Enclaves are the key infrastructure for intent-based architectures, where users specify what they want, not how to do it. This impacts:

• Solver Markets: Projects like Anoma and UniswapX rely on private computation to find optimal execution.
• Cross-Chain UX: Across Protocol and LayerZero's DVNs can use enclaves for secure, fast message verification.
• The End of Gas: Users no longer need to understand gas mechanics or sign complex transactions.
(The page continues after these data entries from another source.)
PR #100, opened 2022-09-19
[#98] changed all formatting functions so they accept a type that implements Display

### LINKED ISSUE #98: Refatoring of all functions that print to stdout/err so they accept a generic type that implements the Display trait
The following locations are potential candidates. These should not have a big impact on the rest of the code base, but they allow all the errors and other enums to have the same implementation strategy.

I would love some feedback on this.
- [x] `src/infra/err.rs`
https://github.com/chshersh/tool-sync/blob/65b53bdbb51fcbe59d5c57a2b5bd1d9181ea6fcf/src/infra/err.rs#L3-L13
- [x] `src/infra/err.rs`
https://github.com/chshersh/tool-sync/blob/65b53bdbb51fcbe59d5c57a2b5bd1d9181ea6fcf/src/infra/err.rs#L15-L31
- [x] `src/infra/err.rs`
https://github.com/chshersh/tool-sync/blob/65b53bdbb51fcbe59d5c57a2b5bd1d9181ea6fcf/src/infra/err.rs#L33-L37
- [x] `src/sync/prefetch.rs`
https://github.com/chshersh/tool-sync/blob/65b53bdbb51fcbe59d5c57a2b5bd1d9181ea6fcf/src/sync/prefetch.rs#L39-L42
- [x] `src/sync/prefetch.rs`
https://github.com/chshersh/tool-sync/blob/65b53bdbb51fcbe59d5c57a2b5bd1d9181ea6fcf/src/sync/prefetch.rs#L44-L64
- [x] `src/sync/progress.rs`
https://github.com/chshersh/tool-sync/blob/65b53bdbb51fcbe59d5c57a2b5bd1d9181ea6fcf/src/sync/progress.rs#L87-L93

MitchellBerend:
Resolves #98

This pr converts all functions that accept `&str` to print them out to stdout/err to accept any type that implements `Display` in its stead. This allows these functions to not care about the implementation of the actual print formatting and leaves that up to the implementation of whatever needs to be printed.

### Additional tasks

- [ ] Tests added

### DIFF
--- a/src/config/schema.rs
+++ b/src/config/schema.rs
@@ -64,14 +64,14 @@ impl Config {
         let expanded_store_directory = shellexpand::full(&self.store_directory);
 
         let store_directory = match expanded_store_directory {
-            Err(e) => err::abort_with(&e),
+            Err(e) => err::abort_with(e),
             Ok(cow_path) => PathBuf::from(cow_path.into_owned()),
         };
 
         let has_store_directory = store_directory.as_path().is_dir();
 
         if !has_store_directory {
-            err::abort_with(&format!(
+            err::abort_with(format!(
                 "Specified directory for storing tools doesn't exist: {}",
                 store_directory.display()
             ));
--- a/src/config/schema.rs
+++ b/src/config/schema.rs
@@ -64,7 +64,7 @@ impl Config {
         let expanded_store_directory = shellexpand::full(&self.store_directory);
 
         let store_directory = match expanded_store_directory {
-            Err(e) => err::abort_with(&e.to_string()),
+            Err(e) => err::abort_with(&e),
             Ok(cow_path) => PathBuf::from(cow_path.into_owned()),
         };
 
--- a/src/infra/err.rs
+++ b/src/infra/err.rs
@@ -16,7 +16,7 @@ pub fn abort_with<Message: Display>(err_msg: &Message) -> ! {
 
 /// Print an error message, suggesting opening an issue and exit with code 1
 /// This function can take in any type that implements the [`Display`] trait
-pub fn abort_suggest_issue<Message: Display + ?Sized>(err_msg: &Message) -> ! {
+pub fn abort_suggest_issue<Message: Display>(err_msg: &Message) -> ! {
     eprintln!(
         r#"Aborting 'tool-sync' with error:
 
--- a/src/infra/err.rs
+++ b/src/infra/err.rs
@@ -3,7 +3,7 @@ use std::process;
 
 /// Print an error message and exit with code 1
 /// This function can take in any type that implements the [`Display`] trait
-pub fn abort_with<Message: Display>(err_msg: &Message) -> ! {
+pub fn abort_with<Message: Display>(err_msg: Message) -> ! {
     eprintln!(
         r#"Aborting 'tool-sync' with error:
 
@@ -16,7 +16,7 @@ pub fn abort_with<Message: Display>(err_msg: &Message) -> ! {
 
 /// Print an error message, suggesting opening an issue and exit with code 1
 /// This function can take in any type that implements the [`Display`] trait
-pub fn abort_suggest_issue<Message: Display>(err_msg: &Message) -> ! {
+pub fn abort_suggest_issue<Message: Display>(err_msg: Message) -> ! {
     eprintln!(
         r#"Aborting 'tool-sync' with error:
 
@@ -35,7 +35,7 @@ this issue:
 
 /// Print just the message and exit
 /// This function can take in any type that implements the [`Display`] trait
-pub fn abort<Message: Display>(err_msg: &Message) -> ! {
+pub fn abort<Message: Display>(err_msg: Message) -> ! {
     eprintln!("{}", err_msg);
     process::exit(1);
 }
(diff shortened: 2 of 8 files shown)


MitchellBerend:
Im not sure what tests I could add here, I haven't actually verified that the tests that are run and succeed actually cover this refactor fully. There `.to_string` call in a test is still required for conversion sake.

src/infra/err.rs
```diff
@@ -1,7 +1,9 @@
+use std::fmt::Display;
 use std::process;
 
 /// Print an error message and exit with code 1
-pub fn abort_with(err_msg: &str) -> ! {
+/// This function can take in any type that implements the [`Display`] trait
+pub fn abort_with<Message: Display>(err_msg: &Message) -> ! {
```
chshersh, line 6: I'm curious if we actually need `&` now.

Previously I used `&str` so I can specify static strings without `String::from()` or similar. But I imagine that `Display` is implemented for both the value itself and the reference type.

It also makes more sense to remove `&` in some semantic meaning. We use errors only once — to report them. So they shouldn't be used afterwards and can be safely moved inside error reporting functions.

So I expect that removing `&` from all type signatures near the `Message` and from all use sites will simplify the code further.

src/infra/err.rs
```diff
@@ -13,7 +15,8 @@ pub fn abort_with(err_msg: &str) -> ! {
 }
 
 /// Print an error message, suggesting opening an issue and exit with code 1
-pub fn abort_suggest_issue(err_msg: &str) -> ! {
+/// This function can take in any type that implements the [`Display`] trait
+pub fn abort_suggest_issue<Message: Display + ?Sized>(err_msg: &Message) -> ! {
```
chshersh, line 19: Why do we need `?Sized` here and not in other functions? 🤔

src/sync/prefetch.rs
```diff
@@ -36,12 +38,14 @@ impl PrefetchProgress {
...
-    fn expected_err_msg(&self, tool_name: &str, msg: &str) {
+    /// This method can take in any type that implements the [`Display`] trait
+    fn expected_err_msg<Message: Display>(&self, tool_name: &str, msg: &Message) {
         let tool = format!("{}", style(tool_name).cyan().bold());
         self.pb.println(format!("{} {} {}", ERROR, tool, msg))
     }
 
-    fn unexpected_err_msg(&self, tool_name: &str, msg: &str) {
+    /// This method can take in any type that implements the [`Display`] trait
+    fn unexpected_err_msg<Message: Display>(&self, tool_name: &str, msg: &Message) {
```
chshersh, line 48: I really like how only type-signatures changed but not the implementation of functions and the call sites became simpler as well! 🚀

chshersh (commented):
Looks neat! I really like this refactoring 🤤 

I have a few questions I'd like to know the answer to before merging. But it already looks great 👏🏻

src/infra/err.rs
MitchellBerend: There is an error that passes the message as a `&str`, the compiler complains about this. I could try and box that slice but that means the slice lives on the heap even though its actually already known at compile time.

---
Maybe the `Box` is actually a good thing, since all the output functions always just take a `Display` trait bound. Having a consistent api does sound nice.

src/infra/err.rs
MitchellBerend: For the abort errors this might not make sense actually since the program exits right after.

I'm not 100% sure what the move semantics are here, I know `println` automatically take references to whatever is passed in but the function still moves the error out of the overarching scope. So in my mind the functions that don't exit the program should always take a reference to the error so it does not get dropped after printing it to stdout/err.

src/sync/prefetch.rs
MitchellBerend: Yes this is a perfect application of polymorphism, it does complicate the code a bit for people that aren't used to generic programming, but this cleans up the code a lot in my opinion.

chshersh: Indeed, I like the simplification in this particular case 🙂 

In the end, the generic function is written only once and you need to understand it once. But it's used many times and it can save a bit of boilerplate each time.

src/config/schema.rs
```diff
@@ -64,14 +64,14 @@ impl Config {
         let expanded_store_directory = shellexpand::full(&self.store_directory);
 
         let store_directory = match expanded_store_directory {
-            Err(e) => err::abort_with(&e.to_string()),
+            Err(e) => err::abort_with(e),
```
chshersh, line 67: This is perfect 👨🏻‍🍳 🤌

src/lib.rs
```diff
@@ -37,7 +37,7 @@ fn resolve_config_path(config_path: Option<PathBuf>) -> PathBuf {
                 path
             }
             None => {
-                err::abort_suggest_issue("Unable to find $HOME directory");
+                err::abort_suggest_issue(Box::new("Unable to find $HOME directory"));
```
chshersh, line 40: I tried removing `Box::new` from here and it compiles fine. Could we remove it then?
```suggestion
                err::abort_suggest_issue("Unable to find $HOME directory");
```

chshersh (commented):
Beautiful! Only one last comment 🙂

src/lib.rs
MitchellBerend: Huh weird, I guess maybe the reference change made this possible.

The value accrual shifts from application-layer MEV extraction to the infrastructure enabling its prevention and fair distribution. Focus on:

• Enclave Networks: Platforms providing decentralized attestation and compute (e.g., OAK Network, Phala).
• Restaking Middleware: EigenLayer AVSs that use enclaves for sequencing or proving.
• Privacy-Preserving DEXs: The next generation of AMMs that bake MEV protection into the core protocol.

Secure enclaves introduce new, non-cryptographic trust assumptions. The major risks are:

• Hardware Vendor Risk: Reliance on Intel, AMD, or ARM. A backdoor or bug breaks the system.
• Geopolitical Risk: Enclaves can be region-locked or sanctioned.
• Centralized Attestation: Initial attestation services may be bottlenecks. The long-term solution is decentralized attestation networks.